Humans have a venerable tradition of automating warfare. Land mines are a kind of robot, though a very dumb one. Heat-seeking missiles are smarter, albeit not by a lot. “There’s a continuum,” Russell says, and we’re further along it than we realize. “If you wanted to produce something very effective, pretty reliable, and if it became a military priority—in 18 months you could mass-produce some kind of intelligent weapon.” Indeed autonomous killing machines already exist: The Super aEgis II, a South Korean-made weapons platform, can recognize humans and target them. (It will request permission from a living operator before making a shot with its .50 caliber gun, but that’s more a courtesy than a requirement.)

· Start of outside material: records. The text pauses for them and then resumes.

PR #6171, opened 2026-06-07
TRUNK-6649: Archiving Voided Data - POC

shivvani-r:
## Description of what I changed
This PR introduces a POC for the GSoC 2026 project, Archiving Voided Data. It implements an automated background archiving mechanism for voided observations implemented using JobRunr.
It covers the complete lifecycle of observation archiving: database schema creation, background scheduling, transparent retrieval via the API.

### Schema & Migration (Liquibase)

- **`obs_archive` table** — mirrors the `obs` schema with additional `archived_by` and `date_archived` columns.
- **`obs_reference_range_archive` table** — mirrors `obs_reference_range` for archived obs.
- **Indexes** on `obs_group_id`, `encounter_id`, `person_id`, `concept_id`, and `date_voided` in the archive table (along with a unique constraint on `uuid`).
- **Scheduler task** registered: "Observation Archiving Job" (runs every 24h, `start_on_startup = true`).
- **Drops the `previous_version` FK** on `obs` to allow archiving old versioned rows without constraint violations.

### Core Seed Data

- **Global properties** seeded from `OpenmrsConstants.CORE_GLOBAL_PROPERTIES()`: `obs.archive.enabled`, `obs.archive.batch_size`, `obs.archive.retention_days`, `obs.archive.last_processed_obs_id`.

### New Domain Entities

- **`ObsArchive.java`**: JPA entity mapped to `obs_archive`. Stores `obs_group_id` and `previous_version` as plain integer columns (no FK) to avoid dangling references.
- **`ObsArchiveReferenceRange.java`**: JPA entity mapped to `obs_reference_range_archive`, linked 1-to-1 with `ObsArchive`.

### New Service / Helper

- **`ObsArchiveHelper.java`**: Spring bean (`obsArchiveHelper`) wrapping all archive read/write operations: `isArchived()`, `hasArchivedChildren()`, `getObsFromArchive()`, `getObsFromArchiveByUuid()`, `restoreFromArchive()`. 

### Updated Purge Behavior

- **`ObsService.purgeObs`**, **`EncounterService.purgeEncounter`** (both overloads), and **`OrderService.purgeOrder`**: The behavior of these methods has changed to support archiving. 

### New Scheduler Task

- **`ObsArchivingTask.java`**: Legacy scheduler task class (extends `AbstractTask`).
- **`ObsArchivingTaskData.java`**: JobRunr-compatible task data class.
[...]

PR #6424, opened 2026-08-03
TRUNK-6738: Create Database Schema for Observation Archiving

shivvani-r:
This PR introduces the initial Liquibase database schema migrations required to create the `obs_archive` and `obs_reference_range_archive` table for observation archiving. It also updates the DatabaseUpdater integration tests to reflect the new total number of changesets (917).

*(Part 1 of the Observation Archiving stack)*

## Issue I worked on
see https://issues.openmrs.org/browse/TRUNK-6738

- [ ] I have **added tests** to cover my changes.


shivvani-r:
cc: @dkayiwa @Muta-Jonathan

api/src/main/resources/org/openmrs/liquibase/updates/liquibase-update-to-latest-3.0.x.xml
```diff
@@ -142,5 +142,143 @@
...
+		</createIndex>
+		<createIndex indexName="idx_obs_archive_person_id" tableName="obs_archive">
+			<column name="person_id"/>
+		</createIndex>
+		<createIndex indexName="idx_obs_archive_concept_id" tableName="obs_archive">
+			<column name="concept_id"/>
+		</createIndex>
+	</changeSet>
+
+	<changeSet id="TRUNK-6738-register-archiving-task" author="shivvani-r">
```
dkayiwa: This one has to come out before this merges, otherwise OpenMRS won't start.

`created_by` is the legacy column; the one `TaskDefinition` actually maps (through `BaseOpenmrsMetadata`) is `creator`, which TRUNK-6391 added earlier in this same file and never backfilled. I ran the real chain into H2 (2.9.x schema-only + 2.9.x core-data + this update file) and the new row lands as `START_ON_STARTUP=TRUE, CREATED_BY=1, CREATOR=null`. It is also the only row in a fresh 3.0 database with `start_on_startup` true (Auto Close Visits Task is false), which is why nobody has tripped this before. `JobRunrSchedulerService.onStartup()` line 94 then does `new JobRequestAdapter(taskDefinition, taskDefinition.getCreator().getSystemId())` with no null check on that branch (the null-guarded `scheduledBy` local two lines above goes unused), and handing it that TaskDefinition throws `NullPointerException: Cannot invoke "org.openmrs.User.getSystemId()" because the return value of "org.openmrs.scheduler.TaskDefinition.getCreator()" is null`. `Listener.startOpenmrs` calls `onStartup()` at Listener.java:355 inside a catch that shuts the context back down and rethrows as `ServletException`, so the webapp fails to deploy on every 3.0 install and upgrade.

Setting `creator` would clear that crash, but I don't think the row belongs in this PR at all. `org.openmrs.scheduler.tasks.ObsArchivingTask` doesn't exist anywhere in core yet, and `onStartup()` schedules every row it finds regardless of the `started` column, so the job would just fail its class load on a retry loop instead (`LegacyTask` throws a retryable `TaskException`). Registering the task is TRUNK-6743, so I'd delete this changeset here and add it there next to the class.

The empty `creator` column plus that unguarded deref look worth their own ticket, since they'll catch the next person who inserts a scheduler row from liquibase.

api/src/main/resources/org/openmrs/liquibase/updates/liquibase-update-to-latest-3.0.x.xml
```diff
@@ -142,5 +142,143 @@
...
+			<column name="repeat_interval" valueNumeric="86400"/> <!-- 24 hours -->
+			<column name="start_on_startup" valueBoolean="true"/>
+			<column name="started" valueBoolean="false"/>
+			<column name="date_created" valueDate="2026-06-07T00:00:00"/>
+			<column name="created_by" valueNumeric="1"/>
+			<column name="uuid" value="3c8c279a-8b1e-412e-9a88-7bba5b702344"/>
+		</insert>
+	</changeSet>
 
+	<changeSet id="TRUNK-6738-drop-previous-version-fk" author="shivvani-r">
```
dkayiwa: I'd move this to whichever PR starts actually writing to `obs_archive` (TRUNK-6740 or TRUNK-6742) rather than landing it here. Everything else in this PR is additive and inert until the archiving code exists, but a constraint drop takes effect the moment the update file runs, so if this merges as-is every 3.0 installation loses the referential check on `obs.previous_version`, including the large majority that never turn archiving on, and from then on a bogus `previous_version` is written silently instead of rejected. I confirmed it does drop (after running this file the `previous_version` FK is gone from `obs`), and restoring it later needs yet another migration, since a released update file can't be edited.

It also doesn't finish the job on its own. `Obs.hbm.xml:99` still maps `previousVersion` as a `many-to-one` to `Obs` with no `not-found` handling, so once rows really do leave `obs` a dangling `previous_version` just moves the failure from the database up into Hibernate. Whatever handles that ought to land in the same change as the drop.

api/src/main/resources/org/openmrs/liquibase/updates/liquibase-update-to-latest-3.0.x.xml
```diff
@@ -142,5 +142,143 @@
...
+			<column name="uuid" type="CHAR(38)">
+				<constraints unique="true"/>
+			</column>
+			<column defaultValueComputed="NULL" name="archived_by" type="INT"/>
+			<column defaultValueComputed="NULL" name="date_archived" type="DATETIME"/>
+		</createTable>
+		
+		<createIndex indexName="idx_obs_archive_uuid" tableName="obs_archive">
+			<column name="uuid"/>
+		</createIndex>
```
dkayiwa: `unique="true"` on the `uuid` column already gets you a unique index, so this adds a second index over the same column. On H2 after running the file I see both `CONSTRAINT_INDEX_8A` (unique, on UUID) and `IDX_OBS_ARCHIVE_UUID` (not unique). On a table meant to accumulate every archived obs that's write cost for nothing, so I'd drop the `createIndex` and keep the constraint.

api/src/main/resources/org/openmrs/liquibase/updates/liquibase-update-to-latest-3.0.x.xml
```diff
@@ -142,5 +142,143 @@
...
+				<constraints nullable="false" unique="true"/>
+			</column>
+			<column defaultValueComputed="NULL" name="previous_version" type="INT"/>
+			<column name="form_namespace_and_path" type="VARCHAR(255)"/>
+			<column defaultValue="FINAL" name="status" type="VARCHAR(16)">
+				<constraints nullable="false"/>
+			</column>
+			<column name="interpretation" type="VARCHAR(32)"/>
+			<column defaultValueComputed="NULL" name="changed_by" type="INT"/>
+			<column defaultValueComputed="NULL" name="date_changed" type="DATETIME"/>
```
dkayiwa: Unlike everything else in this table, these two have nothing to copy from. I diffed the two tables on a database built from the changelogs: `obs_archive` has `CHANGED_BY`, `DATE_CHANGED`, `ARCHIVED_BY` and `DATE_ARCHIVED` that `obs` doesn't, while `obs` has no column `obs_archive` is missing. `Obs.hbm.xml` doesn't map either one. Deliberate, or leftovers from a template? `archived_by` and `date_archived` below already cover the archive-side provenance.

api/src/main/resources/org/openmrs/liquibase/updates/liquibase-update-to-latest-3.0.x.xml
```diff
@@ -142,5 +142,143 @@
...
 	</changeSet>
 	
-</databaseChangeLog>
+	<changeSet id="TRUNK-6738-add-obs-archive-tables" author="shivvani-r">
+		<preConditions onFail="MARK_RAN">
+			<not>
+				<tableExists tableName="obs_archive"/>
+			</not>
+		</preConditions>
+		<comment>Add obs_archive and obs_archive_reference_range tables and global properties for Archiving Observations</comment>
```
dkayiwa: No global properties are added by this changeset, and this text ends up in DATABASECHANGELOG where it'll send whoever reads it later looking for something that isn't there.
```suggestion
		<comment>Add obs_archive and obs_archive_reference_range tables for Archiving Observations</comment>
```

api/src/main/resources/org/openmrs/liquibase/updates/liquibase-update-to-latest-3.0.x.xml
shivvani-r: Yeah that makes sense. Will add this later.

api/src/main/resources/org/openmrs/liquibase/updates/liquibase-update-to-latest-3.0.x.xml
shivvani-r: Yeah true. will add later

api/src/main/resources/org/openmrs/liquibase/updates/liquibase-update-to-latest-3.0.x.xml
shivvani-r: i see, ill remove the index.

api/src/main/resources/org/openmrs/liquibase/updates/liquibase-update-to-latest-3.0.x.xml
shivvani-r: Oops will remove.

api/src/main/resources/org/openmrs/liquibase/updates/liquibase-update-to-latest-3.0.x.xml
shivvani-r: That was an old comment. Will change

shivvani-r:
@Muta-Jonathan

api/src/main/resources/org/openmrs/liquibase/updates/liquibase-update-to-latest-3.0.x.xml
```diff
@@ -142,5 +142,102 @@
 		</addColumn>
 	</changeSet>
 	
-</databaseChangeLog>
+	<changeSet id="TRUNK-6738-add-tables-for-obs-archiving" author="shivvani-r">
+		<preConditions onFail="MARK_RAN">
+			<not>
+				<tableExists tableName="obs_archive"/>
+			</not>
+		</preConditions>
```
Muta-Jonathan, line 150: Since this changeset creates both `obs_archive` and `obs_reference_range_archive`, both tables should be included in the precondition check so neither is re-created if a prior migration was interrupted:

```suggestion
		<preConditions onFail="MARK_RAN">
			<and>
				<not>
					<tableExists tableName="obs_archive"/>
				</not>
				<not>
					<tableExists tableName="obs_reference_range_archive"/>
				</not>
			</and>
		</preConditions>
```

api/src/main/resources/org/openmrs/liquibase/updates/liquibase-update-to-latest-3.0.x.xml
```diff
@@ -142,5 +142,102 @@
...
+		<comment>Add obs_archive and obs_reference_range_archive tables for Archiving Observations</comment>
+		<createTable tableName="obs_archive">
+			<column name="obs_id" type="INT">
+				<constraints nullable="false" primaryKey="true"/>
+			</column>
+			<column name="person_id" type="INT">
+				<constraints nullable="false"/>
+			</column>
+			<column defaultValueNumeric="0" name="concept_id" type="INT">
```
Muta-Jonathan: Concept IDs start at 1 in OpenMRS. We should drop `defaultValueNumeric="0"` so it doesn't default to an invalid ID when missing.

```suggestion
			<column name="concept_id" type="INT">
```

api/src/main/resources/org/openmrs/liquibase/updates/liquibase-update-to-latest-3.0.x.xml
```diff
@@ -142,5 +142,102 @@
...
+			</column>
+			<column defaultValueComputed="NULL" name="location_id" type="INT"/>
+			<column defaultValueComputed="NULL" name="obs_group_id" type="INT"/>
+			<column name="accession_number" type="VARCHAR(255)"/>
+			<column defaultValueComputed="NULL" name="value_group_id" type="INT"/>
+			<column defaultValueComputed="NULL" name="value_coded" type="INT"/>
+			<column defaultValueComputed="NULL" name="value_coded_name_id" type="INT"/>
+			<column defaultValueComputed="NULL" name="value_drug" type="INT"/>
+			<column defaultValueComputed="NULL" name="value_datetime" type="DATETIME"/>
+			<column defaultValueComputed="NULL" name="value_numeric" type="DOUBLE"/>
```
Muta-Jonathan: In Liquibase, columns without `nullable="false"` default to `NULL` automatically. We can remove `defaultValueComputed="NULL"` across these columns to keep the XML clean:

```suggestion
			<column name="encounter_id" type="INT"/>
			<column name="order_id" type="INT"/>
			<column name="obs_datetime" type="DATETIME">
				<constraints nullable="false"/>
			</column>
			<column name="location_id" type="INT"/>
			<column name="obs_group_id" type="INT"/>
			<column name="accession_number" type="VARCHAR(255)"/>
			<column name="value_group_id" type="INT"/>
			<column name="value_coded" type="INT"/>
			<column name="value_coded_name_id" type="INT"/>
			<column name="value_drug" type="INT"/>
			<column name="value_datetime" type="DATETIME"/>
			<column name="value_numeric" type="DOUBLE"/>
```

api/src/main/resources/org/openmrs/liquibase/updates/liquibase-update-to-latest-3.0.x.xml
```diff
@@ -142,5 +142,102 @@
...
+			<column name="value_modifier" type="VARCHAR(2)"/>
+			<column name="value_text" type="TEXT"/>
+			<column name="value_complex" type="VARCHAR(1000)"/>
+			<column name="comments" type="VARCHAR(255)"/>
+			<column defaultValueNumeric="0" name="creator" type="INT">
```
Muta-Jonathan: Same here — let's remove `defaultValueNumeric="0"` on `creator`.

```suggestion
			<column name="creator" type="INT">
```

api/src/main/resources/org/openmrs/liquibase/updates/liquibase-update-to-latest-3.0.x.xml
```diff
@@ -142,5 +142,102 @@
...
+				<constraints nullable="false" unique="true"/>
+			</column>
+			<column defaultValueComputed="NULL" name="previous_version" type="INT"/>
+			<column name="form_namespace_and_path" type="VARCHAR(255)"/>
+			<column defaultValue="FINAL" name="status" type="VARCHAR(16)">
+				<constraints nullable="false"/>
+			</column>
+			<column name="interpretation" type="VARCHAR(32)"/>
+			<column defaultValueComputed="NULL" name="archived_by" type="INT"/>
+			<column defaultValueComputed="NULL" name="date_archived" type="DATETIME"/>
```
Muta-Jonathan: Removing remaining redundant `defaultValueComputed="NULL"` attributes in `obs_archive`:

```suggestion
			<column name="voided_by" type="INT"/>
			<column name="date_voided" type="DATETIME"/>
			<column name="void_reason" type="VARCHAR(255)"/>
			<column name="uuid" type="CHAR(38)">
				<constraints nullable="false" unique="true"/>
			</column>
			<column name="previous_version" type="INT"/>
			<column name="form_namespace_and_path" type="VARCHAR(255)"/>
			<column defaultValue="FINAL" name="status" type="VARCHAR(16)">
				<constraints nullable="false"/>
			</column>
			<column name="interpretation" type="VARCHAR(32)"/>
			<column name="archived_by" type="INT"/>
			<column name="date_archived" type="DATETIME"/>
```

api/src/main/resources/org/openmrs/liquibase/updates/liquibase-update-to-latest-3.0.x.xml
```diff
@@ -142,5 +142,102 @@
...
+		</createTable>
 
+		<createTable tableName="obs_reference_range_archive">
+			<column name="obs_reference_range_id" type="INT" autoIncrement="true">
```
Muta-Jonathan: Since this is an archive table, we want to retain the original `obs_reference_range_id` from the source table rather than generating a new auto-increment ID:

```suggestion
			<column name="obs_reference_range_id" type="INT">
```

api/src/main/resources/org/openmrs/liquibase/updates/liquibase-update-to-latest-3.0.x.xml
```diff
@@ -142,5 +142,102 @@
...
+			<column defaultValueComputed="NULL" name="hi_critical" type="DOUBLE"/>
+			<column defaultValueComputed="NULL" name="hi_normal" type="DOUBLE"/>
+			<column defaultValueComputed="NULL" name="low_absolute" type="DOUBLE"/>
+			<column defaultValueComputed="NULL" name="low_critical" type="DOUBLE"/>
+			<column defaultValueComputed="NULL" name="low_normal" type="DOUBLE"/>
+			<column name="uuid" type="CHAR(38)">
+				<constraints unique="true"/>
+			</column>
+			<column defaultValueComputed="NULL" name="archived_by" type="INT"/>
+			<column defaultValueComputed="NULL" name="date_archived" type="DATETIME"/>
```
Muta-Jonathan: Removing `defaultValueComputed="NULL"` and adding `nullable="false"` to `uuid`:

```suggestion
			<column name="hi_absolute" type="DOUBLE"/>
			<column name="hi_critical" type="DOUBLE"/>
			<column name="hi_normal" type="DOUBLE"/>
			<column name="low_absolute" type="DOUBLE"/>
			<column name="low_critical" type="DOUBLE"/>
			<column name="low_normal" type="DOUBLE"/>
			<column name="uuid" type="CHAR(38)">
				<constraints nullable="false" unique="true"/>
			</column>
			<column name="archived_by" type="INT"/>
			<column name="date_archived" type="DATETIME"/>
```

api/src/main/resources/org/openmrs/liquibase/updates/liquibase-update-to-latest-3.0.x.xml
```diff
@@ -142,5 +142,102 @@
...
+		</createIndex>
+		<createIndex indexName="idx_obs_archive_date_voided" tableName="obs_archive">
+			<column name="date_voided"/>
+		</createIndex>
+		<createIndex indexName="idx_obs_archive_person_id" tableName="obs_archive">
+			<column name="person_id"/>
+		</createIndex>
+		<createIndex indexName="idx_obs_archive_concept_id" tableName="obs_archive">
+			<column name="concept_id"/>
+		</createIndex>
```
Muta-Jonathan, line 219: Might be worth adding indexes for `date_archived` and `obs_datetime` as well since those will be very common search filters when querying archived obs:

```suggestion
		<createIndex indexName="idx_obs_archive_date_archived" tableName="obs_archive">
			<column name="date_archived"/>
		</createIndex>
		<createIndex indexName="idx_obs_archive_obs_datetime" tableName="obs_archive">
			<column name="obs_datetime"/>
		</createIndex>
```

Muta-Jonathan (changes requested):

api/src/main/resources/org/openmrs/liquibase/updates/liquibase-update-to-latest-3.0.x.xml
shivvani-r: okay, thanks

api/src/main/resources/org/openmrs/liquibase/updates/liquibase-update-to-latest-3.0.x.xml
shivvani-r: I see, thanks

api/src/main/resources/org/openmrs/liquibase/updates/liquibase-update-to-latest-3.0.x.xml
shivvani-r: got it!

api/src/main/resources/org/openmrs/liquibase/updates/liquibase-update-to-latest-3.0.x.xml
shivvani-r: Right now the archive table is not being queried via date_archived and obs_datetime ([TRUNK-6649](https://github.com/openmrs/openmrs-core/pull/6171))

api/src/main/resources/org/openmrs/liquibase/updates/liquibase-update-to-latest-3.0.x.xml
shivvani-r: Youre right. Will remove that.

api/src/main/resources/org/openmrs/liquibase/updates/liquibase-update-to-latest-3.0.x.xml
shivvani-r: Yes, youre right. Will add this. 
But is it better to split both the tables into two liquibase changesets instead?

dkayiwa:
@claude review

api/src/main/resources/org/openmrs/liquibase/updates/liquibase-update-to-latest-3.0.x.xml
shivvani-r: oops my bad. changed it. copy paste error.

shivvani-r:
@dkayiwa @Muta-Jonathan Could you guys please review this again

dkayiwa:
@claude review

Muta-Jonathan:
@dkayiwa @shivvani-r am I the only one not seeing what @claude reviews after @dkayiwa requests it to do so?

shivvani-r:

Russell writes that “autonomous weapons will become the Kalashnikovs of tomorrow”—cheap and abundant. And that shifts the rules of war. “AI weapons could change the scale in which small groups of people can affect the rest of the world,” he says. “They can do the damage of nuclear weapons with less money and infrastructure.”

Proponents of AI weapons point to some upsides: Robots going to war would mean fewer human casualties. But to the 20,000 people (the majority of whom are scientists) who signed the letter, the costs far outweigh the benefits. Later this year, Russell and others will push for legislative stopgaps and a change in international law, similar to those that prohibit biological weapons. Meetings are set at the United Nations and the World Economic Forum. Once killer AI is here, there’s no going back.